- [DATA SUPPLIED]:

==================================================

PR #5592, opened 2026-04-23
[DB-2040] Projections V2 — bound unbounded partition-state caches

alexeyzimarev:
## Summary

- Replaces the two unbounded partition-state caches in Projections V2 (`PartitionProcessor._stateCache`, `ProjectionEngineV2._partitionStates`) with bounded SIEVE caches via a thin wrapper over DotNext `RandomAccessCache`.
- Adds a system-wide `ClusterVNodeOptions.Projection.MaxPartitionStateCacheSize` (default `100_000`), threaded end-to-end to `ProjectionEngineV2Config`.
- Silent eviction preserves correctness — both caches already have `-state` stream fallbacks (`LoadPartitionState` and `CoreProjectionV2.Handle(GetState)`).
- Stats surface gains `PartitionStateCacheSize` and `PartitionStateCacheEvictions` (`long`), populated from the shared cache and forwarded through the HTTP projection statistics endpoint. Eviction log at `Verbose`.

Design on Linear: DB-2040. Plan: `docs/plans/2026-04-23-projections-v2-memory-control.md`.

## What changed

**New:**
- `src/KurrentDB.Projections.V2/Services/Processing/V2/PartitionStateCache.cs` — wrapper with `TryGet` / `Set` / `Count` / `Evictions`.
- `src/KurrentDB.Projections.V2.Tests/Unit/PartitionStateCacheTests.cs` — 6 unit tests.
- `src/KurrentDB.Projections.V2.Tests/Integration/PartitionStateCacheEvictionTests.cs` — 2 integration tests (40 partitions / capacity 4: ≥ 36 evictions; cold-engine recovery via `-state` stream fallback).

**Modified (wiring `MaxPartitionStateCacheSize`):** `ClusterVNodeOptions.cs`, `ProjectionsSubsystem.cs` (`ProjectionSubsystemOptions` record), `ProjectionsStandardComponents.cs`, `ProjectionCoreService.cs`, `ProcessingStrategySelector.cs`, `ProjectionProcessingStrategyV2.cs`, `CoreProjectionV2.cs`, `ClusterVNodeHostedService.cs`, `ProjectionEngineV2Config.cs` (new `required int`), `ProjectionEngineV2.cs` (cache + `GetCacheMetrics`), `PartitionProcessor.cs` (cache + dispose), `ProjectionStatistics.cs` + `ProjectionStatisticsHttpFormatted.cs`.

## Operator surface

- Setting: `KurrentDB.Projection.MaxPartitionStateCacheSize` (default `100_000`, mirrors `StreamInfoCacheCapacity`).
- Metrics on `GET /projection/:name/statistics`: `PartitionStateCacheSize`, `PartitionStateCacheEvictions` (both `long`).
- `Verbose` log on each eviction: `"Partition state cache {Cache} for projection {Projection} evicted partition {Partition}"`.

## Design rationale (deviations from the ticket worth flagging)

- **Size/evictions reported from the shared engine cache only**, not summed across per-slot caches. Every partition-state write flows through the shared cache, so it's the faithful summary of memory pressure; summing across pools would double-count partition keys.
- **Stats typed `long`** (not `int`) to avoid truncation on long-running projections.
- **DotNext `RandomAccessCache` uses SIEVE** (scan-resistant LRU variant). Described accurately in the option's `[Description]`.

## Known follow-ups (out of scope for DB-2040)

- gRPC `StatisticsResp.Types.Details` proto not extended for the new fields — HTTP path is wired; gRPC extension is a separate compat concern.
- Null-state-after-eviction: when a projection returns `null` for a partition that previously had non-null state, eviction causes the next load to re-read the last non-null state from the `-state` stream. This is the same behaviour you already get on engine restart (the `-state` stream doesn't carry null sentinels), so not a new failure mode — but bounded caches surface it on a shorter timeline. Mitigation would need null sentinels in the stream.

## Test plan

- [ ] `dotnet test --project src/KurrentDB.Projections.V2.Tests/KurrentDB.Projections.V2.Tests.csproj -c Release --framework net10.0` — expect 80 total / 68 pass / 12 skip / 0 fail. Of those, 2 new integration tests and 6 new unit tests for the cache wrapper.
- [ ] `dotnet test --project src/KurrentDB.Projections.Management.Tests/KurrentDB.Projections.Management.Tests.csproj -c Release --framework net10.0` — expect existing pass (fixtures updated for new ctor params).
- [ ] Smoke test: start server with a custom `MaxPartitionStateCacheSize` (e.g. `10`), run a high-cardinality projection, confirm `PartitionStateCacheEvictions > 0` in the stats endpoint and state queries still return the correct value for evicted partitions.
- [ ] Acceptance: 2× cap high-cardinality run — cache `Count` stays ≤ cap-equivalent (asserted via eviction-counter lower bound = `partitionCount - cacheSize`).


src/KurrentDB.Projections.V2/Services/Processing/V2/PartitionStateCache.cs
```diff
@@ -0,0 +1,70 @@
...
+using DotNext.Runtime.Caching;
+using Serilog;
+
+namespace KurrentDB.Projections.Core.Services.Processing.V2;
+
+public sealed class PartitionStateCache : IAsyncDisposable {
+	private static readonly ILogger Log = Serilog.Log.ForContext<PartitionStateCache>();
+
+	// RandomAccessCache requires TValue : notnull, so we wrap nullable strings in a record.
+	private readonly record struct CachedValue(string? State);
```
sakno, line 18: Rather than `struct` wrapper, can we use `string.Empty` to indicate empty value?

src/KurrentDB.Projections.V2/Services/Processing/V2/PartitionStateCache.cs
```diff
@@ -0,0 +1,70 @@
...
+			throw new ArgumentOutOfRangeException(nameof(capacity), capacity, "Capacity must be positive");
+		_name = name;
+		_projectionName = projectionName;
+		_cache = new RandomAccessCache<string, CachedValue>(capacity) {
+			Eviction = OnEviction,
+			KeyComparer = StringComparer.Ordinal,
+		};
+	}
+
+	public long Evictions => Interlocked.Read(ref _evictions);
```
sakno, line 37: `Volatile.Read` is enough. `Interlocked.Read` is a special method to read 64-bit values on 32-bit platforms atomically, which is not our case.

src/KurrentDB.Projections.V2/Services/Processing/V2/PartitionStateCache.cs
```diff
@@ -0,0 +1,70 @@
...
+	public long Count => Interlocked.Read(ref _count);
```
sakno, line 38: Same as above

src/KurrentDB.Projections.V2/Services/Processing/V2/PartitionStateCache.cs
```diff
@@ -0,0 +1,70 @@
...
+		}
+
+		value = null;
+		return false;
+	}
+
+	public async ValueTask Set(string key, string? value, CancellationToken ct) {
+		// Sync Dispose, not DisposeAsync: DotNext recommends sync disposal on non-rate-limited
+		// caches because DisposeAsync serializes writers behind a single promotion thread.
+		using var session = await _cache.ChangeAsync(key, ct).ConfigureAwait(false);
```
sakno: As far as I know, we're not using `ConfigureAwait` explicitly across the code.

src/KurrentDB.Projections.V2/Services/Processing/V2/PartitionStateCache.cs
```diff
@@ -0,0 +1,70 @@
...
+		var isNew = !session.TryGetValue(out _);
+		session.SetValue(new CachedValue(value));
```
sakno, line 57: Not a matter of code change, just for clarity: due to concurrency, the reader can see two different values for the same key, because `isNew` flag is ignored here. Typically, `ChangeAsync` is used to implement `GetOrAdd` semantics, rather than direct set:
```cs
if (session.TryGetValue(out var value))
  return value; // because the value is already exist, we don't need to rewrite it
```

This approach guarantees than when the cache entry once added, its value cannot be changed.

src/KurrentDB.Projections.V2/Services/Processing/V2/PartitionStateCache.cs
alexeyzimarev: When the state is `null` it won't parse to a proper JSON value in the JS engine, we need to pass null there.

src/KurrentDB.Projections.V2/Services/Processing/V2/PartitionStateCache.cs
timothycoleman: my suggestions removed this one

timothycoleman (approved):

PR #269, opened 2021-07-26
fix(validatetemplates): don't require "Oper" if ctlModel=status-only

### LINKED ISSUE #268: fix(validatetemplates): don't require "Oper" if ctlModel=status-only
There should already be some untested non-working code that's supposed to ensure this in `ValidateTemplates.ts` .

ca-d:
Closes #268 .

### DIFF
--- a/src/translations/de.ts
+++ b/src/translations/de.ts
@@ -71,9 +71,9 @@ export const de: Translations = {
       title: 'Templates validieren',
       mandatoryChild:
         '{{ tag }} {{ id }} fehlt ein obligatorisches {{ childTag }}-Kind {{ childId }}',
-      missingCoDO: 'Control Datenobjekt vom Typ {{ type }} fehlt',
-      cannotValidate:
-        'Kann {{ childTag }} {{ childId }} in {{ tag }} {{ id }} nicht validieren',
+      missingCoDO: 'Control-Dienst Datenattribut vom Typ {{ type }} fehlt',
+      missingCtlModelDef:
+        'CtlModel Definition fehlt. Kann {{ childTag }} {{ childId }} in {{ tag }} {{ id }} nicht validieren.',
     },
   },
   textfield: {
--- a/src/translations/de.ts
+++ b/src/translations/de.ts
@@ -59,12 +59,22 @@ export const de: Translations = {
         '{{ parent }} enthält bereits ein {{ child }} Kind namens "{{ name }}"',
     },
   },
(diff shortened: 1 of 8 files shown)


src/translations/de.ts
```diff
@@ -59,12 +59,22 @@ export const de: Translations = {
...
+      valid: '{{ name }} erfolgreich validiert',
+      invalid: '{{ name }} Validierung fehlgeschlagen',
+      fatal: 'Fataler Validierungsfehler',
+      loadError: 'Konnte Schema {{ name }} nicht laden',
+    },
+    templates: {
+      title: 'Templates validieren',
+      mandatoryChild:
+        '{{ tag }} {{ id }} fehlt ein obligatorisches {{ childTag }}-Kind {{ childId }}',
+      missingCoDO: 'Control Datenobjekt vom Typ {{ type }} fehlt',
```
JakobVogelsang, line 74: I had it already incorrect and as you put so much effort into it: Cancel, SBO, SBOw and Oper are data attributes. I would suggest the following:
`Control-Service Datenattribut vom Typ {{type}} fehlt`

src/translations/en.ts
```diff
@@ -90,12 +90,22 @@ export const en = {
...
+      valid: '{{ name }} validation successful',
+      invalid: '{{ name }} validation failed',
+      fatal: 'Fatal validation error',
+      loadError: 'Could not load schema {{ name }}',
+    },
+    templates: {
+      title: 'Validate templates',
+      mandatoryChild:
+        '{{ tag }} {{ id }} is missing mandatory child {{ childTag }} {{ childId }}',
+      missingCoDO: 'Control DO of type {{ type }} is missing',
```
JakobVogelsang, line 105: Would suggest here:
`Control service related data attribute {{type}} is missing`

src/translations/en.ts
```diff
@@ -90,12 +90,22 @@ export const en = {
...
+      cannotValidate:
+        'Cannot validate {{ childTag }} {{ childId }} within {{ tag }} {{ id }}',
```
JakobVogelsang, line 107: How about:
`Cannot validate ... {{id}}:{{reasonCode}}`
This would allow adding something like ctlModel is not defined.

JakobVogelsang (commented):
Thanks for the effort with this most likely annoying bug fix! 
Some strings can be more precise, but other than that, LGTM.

==================================================

- [WORK INSTRUCTION]:
Give back exactly the lines from the first line of the records through the line holding "- Replaces the", including both of those lines and leaving out all others.

- [SOLVED PROBLEM]:
PR #5592, opened 2026-04-23
[DB-2040] Projections V2 — bound unbounded partition-state caches

alexeyzimarev:
## Summary

- Replaces the two unbounded partition-state caches in Projections V2 (`PartitionProcessor._stateCache`, `ProjectionEngineV2._partitionStates`) with bounded SIEVE caches via a thin wrapper over DotNext `RandomAccessCache`.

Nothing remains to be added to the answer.